Work to be completed
Find each line below containing the word "master" and copy it.

++++++

PR #9856, opened 2026-06-14
Prevent unsound lia2card elimination across recfun definitions

### LINKED ISSUE #9855: lia2card drops a bounded equality that still flows through a recfun definition
lia2card drops a bounded equality that still flows through a recfun definition

I hit a soundness bug on current master where `lia2card` removes a bounded integer equality even though the constant still appears in the body of a reachable recursive function.

Minimal repro:

```smt2
(set-option :model_validate true)
(declare-fun fixedAdd () Int)
(declare-fun variableAdd () Int)
(define-fun-rec $$add$$ ((a Int) (b Int)) Int
  (ite (= 0 b) 2 (- a (+ 0 (- fixedAdd b)))))
(assert (= fixedAdd 0))
(assert (= 1 ($$add$$ 1 3)))
(check-sat-using (then lia2card smt))
```

Current result on master:

```text
sat
(error "line 8 column 36: an invalid model was generated")
```

Expected result:

```text
unsat
```

`lia2card` looks like the source of the problem:

- `check-sat-using smt` returns `unsat`
- `apply lia2card` rewrites the goal to

```text
true
(= 1 ($$add$$ 1 3))
```

That rewrite drops `(= fixedAdd 0)` even though `fixedAdd` still constrains `$$add$$` through the recfun body. The weakened goal is satisfiable if the solver picks `fixedAdd = 3`, and model reconstruction later forces `fixedAdd = 0`, so model validation fails.

I also reproduced the same shape from a larger current-master regression:

```smt2
(set-option :model_validate true)
(declare-fun fixedAdd () Int)
(declare-fun variableAdd () Int)
(define-fun-rec $$add$$ ((a Int) (b Int)) Int
  (ite (= 0 b) 2 (- a (+ 0 (- fixedAdd b)))))
(assert (= fixedAdd (* 9 fixedAdd)))
(assert (= 1 ($$add$$ 1 3)))
(check-sat)
```

That query currently reports:

```text
sat
(error "line 8 column 10: an invalid model was generated")
```

I have a local fix that makes `lia2card` skip bounded replacement for constants that occur in recursive-function RHS definitions reachable from the current goal. That fix also makes `./test-z3 /seq fpa` pass with an added regression.

peter941221:
Prevent lia2card from erasing bounded constants that still flow through recfun definitions

Problem

`lia2card` can replace a bounded integer constant even when that constant still appears in the RHS of a recursive function that is reachable from the current goal.

On current master, this turns an unsatisfiable query into `sat` plus model-validation failure:

```smt2
(set-option :model_validate true)
(declare-fun fixedAdd () Int)
(declare-fun variableAdd () Int)
(define-fun-rec $$add$$ ((a Int) (b Int)) Int
  (ite (= 0 b) 2 (- a (+ 0 (- fixedAdd b)))))
(assert (= fixedAdd 0))
(assert (= 1 ($$add$$ 1 3)))
(check-sat-using (then lia2card smt))
```

Current result:

```text
sat
(error "line 8 column 36: an invalid model was generated")
```

Root cause

`lia2card` sees `fixedAdd` as a bounded uninterpreted integer constant and rewrites `(= fixedAdd 0)` away.

`apply lia2card` on the repro currently produces:

```text
true
(= 1 ($$add$$ 1 3))
```

That rewrite is not sound here because `fixedAdd` still constrains `$$add$$` through the recfun body. The weakened goal becomes satisfiable, and model reconstruction later rebuilds an inconsistent model.

Change

- collect recfun declarations reachable from the current goal
- traverse their RHS definitions
- mark uninterpreted constants from those definitions as unsafe for bounded replacement
- skip `lia2card` replacement for those constants

Tests

Added a focused regression in `src/test/fpa.cpp`:

```smt2
(set-option :model_validate true)
(declare-fun fixedAdd () Int)
(declare-fun variableAdd () Int)
(define-fun-rec $$add$$ ((a Int) (b Int)) Int
  (ite (= 0 b) 2 (- a (+ 0 (- fixedAdd b)))))
(assert (= fixedAdd 0))
(assert (= 1 ($$add$$ 1 3)))
(check-sat-using (then lia2card smt))
```

Validation

- `./test-z3 /seq fpa`
- the direct minimal `lia2card` repro now returns `unsat`
- `apply lia2card` on the minimal repro now preserves `(= fixedAdd 0)` instead of rewriting it to `true`

Non-regression smoke

- `x = 0` without recfuns still rewrites to `true`
- bounded 0/1 integer constraints still compile to cardinality form

Closes #9855

### DIFF
--- a/src/tactic/arith/lia2card_tactic.cpp
+++ b/src/tactic/arith/lia2card_tactic.cpp
@@ -24,6 +24,8 @@ Notes:
 #include "ast/rewriter/expr_safe_replace.h"
 #include "ast/ast_util.h"
 #include "ast/ast_pp_util.h"
+#include "ast/decl_collector.h"
+#include "ast/recfun_decl_plugin.h"
 #include "tactic/tactical.h"
 #include "params/tactic_params.hpp"
 #include "ast/simplifiers/bound_manager.h"
@@ -178,13 +180,29 @@ public:
         }
     }
 
+    void mark_recfun_dependent_consts(goal const& g, expr_mark& unsafe_vars) {
+        decl_collector dc(m);
+        for (unsigned i = 0; i < g.size(); ++i)
+            dc.visit(g.form(i));
+        recfun::util rec(m);
+        for (func_decl* f : dc.get_rec_decls()) {
+            expr_ref rhs(rec.get_def(f).get_rhs(), m);
+            for (expr* term : subterms::all(rhs)) {
+                if (is_uninterp_const(term))
+                    unsafe_vars.mark(term);
+            }
+        }
+    }
+
     void operator()(goal_ref const & g, goal_ref_buffer & result) override {
         m_bounds.reset();
         m_mc.reset();
         expr_ref_vector axioms(m);
         expr_safe_replace rep(m);
+        expr_mark unsafe_vars;
 
         tactic_report report("lia2card", *g);
+        mark_recfun_dependent_consts(*g, unsafe_vars);
 
         bound_manager bounds(m);
         for (unsigned i = 0; i < g->size(); ++i)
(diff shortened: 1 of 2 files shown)


peter941221:

NikolajBjorner:
superseeded by global check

++++++

Solution for this problem
I hit a soundness bug on current master where `lia2card` removes a bounded integer equality even though the constant still appears in the body of a reachable recursive function.
Current result on master:
I also reproduced the same shape from a larger current-master regression:
On current master, this turns an unsatisfiable query into `sat` plus model-validation failure:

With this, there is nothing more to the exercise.